> **WHAT TO DO**:
Pull out every line below holding the word "files".

Stored data
PR #8443, opened 2018-01-22
Generate a Nuget.config once

ghost:
If the Nuget.config has already been generated, do not re-generate the file every time 'Run-Build' or 'Build' is called.
If 'OrchestratedPackageVersionsProps.props' is present, do not re-download the file every time 'Run-Build' or 'Build' is called.

This is consistent with the treatment for: 
BuildInfo.props
GitCommitInfo.props
HostInfo.props

This change should repair the errors we are seeing in the 'AllLinuxDistrosNativeInstallers' leg of orchestrated build; to wit: "Failure at Linux leg because native installer tests are not honoring the package sources." 

The 'AllLinuxDistrosNativeInstallers' leg is markedly different in that there is another call to 'build.sh' here: https://github.com/dotnet/cli/blob/master/build/SandBoxAndPackage.proj#L50 
This call generates a new Nuget.config without the benefit of the 'ExternalRestoreSources' property.

### DIFF
--- a/build/DownloadPackageVersions.targets
+++ b/build/DownloadPackageVersions.targets
@@ -1,6 +1,7 @@
 <Project ToolsVersion="15.0">
   <Target Name="DownloadPackageVersionsProps"
-    DependsOnTargets="BuildDotnetCliBuildFramework">
+          Condition=" !Exists('$(OrchestratedPackageVersionsProps)') "
+          DependsOnTargets="BuildDotnetCliBuildFramework">
 
     <DownloadFile Uri="$(PB_PackageVersionPropsUrl)$(CoreSetupBlobAccessTokenParam)"
                   DestinationPath="$(OrchestratedPackageVersionsProps)"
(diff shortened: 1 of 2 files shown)


johnbeisner:
@mmitche 
@dagood 
@dotnet/dotnet-cli 
Can I get a code review on this.

dagood (approved):
Looks reasonable to me.

mmitche:
@johnbeisner Looks good, only one question...does this mean that if you had a repo that already ran the orchestrated build (e.g. reproing a failure locally) then a subsequent build attempting to use a different restore source or package version props file wouldn't pick up those new changes, because a generated nuget.config file was already sitting there?

dagood:
My expectation is that builds are always assumed to be clean when you want to change these things. For example, even now, you have to know which files to delete to go back to doing a non-orchestrated build (or just clean everything).

johnbeisner:
@mmitche
"if you had a repo that already ran the orchestrated build" - No, the preservation of a previous Nuget.config, et al is a build over build thing. When a new build on a clean or new local repo instance is started, a fresh set of property files, including a fresh Nuget.config, is created.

> **SOLUTION TO THIS TASK**:
(diff shortened: 1 of 2 files shown)
My expectation is that builds are always assumed to be clean when you want to change these things. For example, even now, you have to know which files to delete to go back to doing a non-orchestrated build (or just clean everything).
"if you had a repo that already ran the orchestrated build" - No, the preservation of a previous Nuget.config, et al is a build over build thing. When a new build on a clean or new local repo instance is started, a fresh set of property files, including a fresh Nuget.config, is created.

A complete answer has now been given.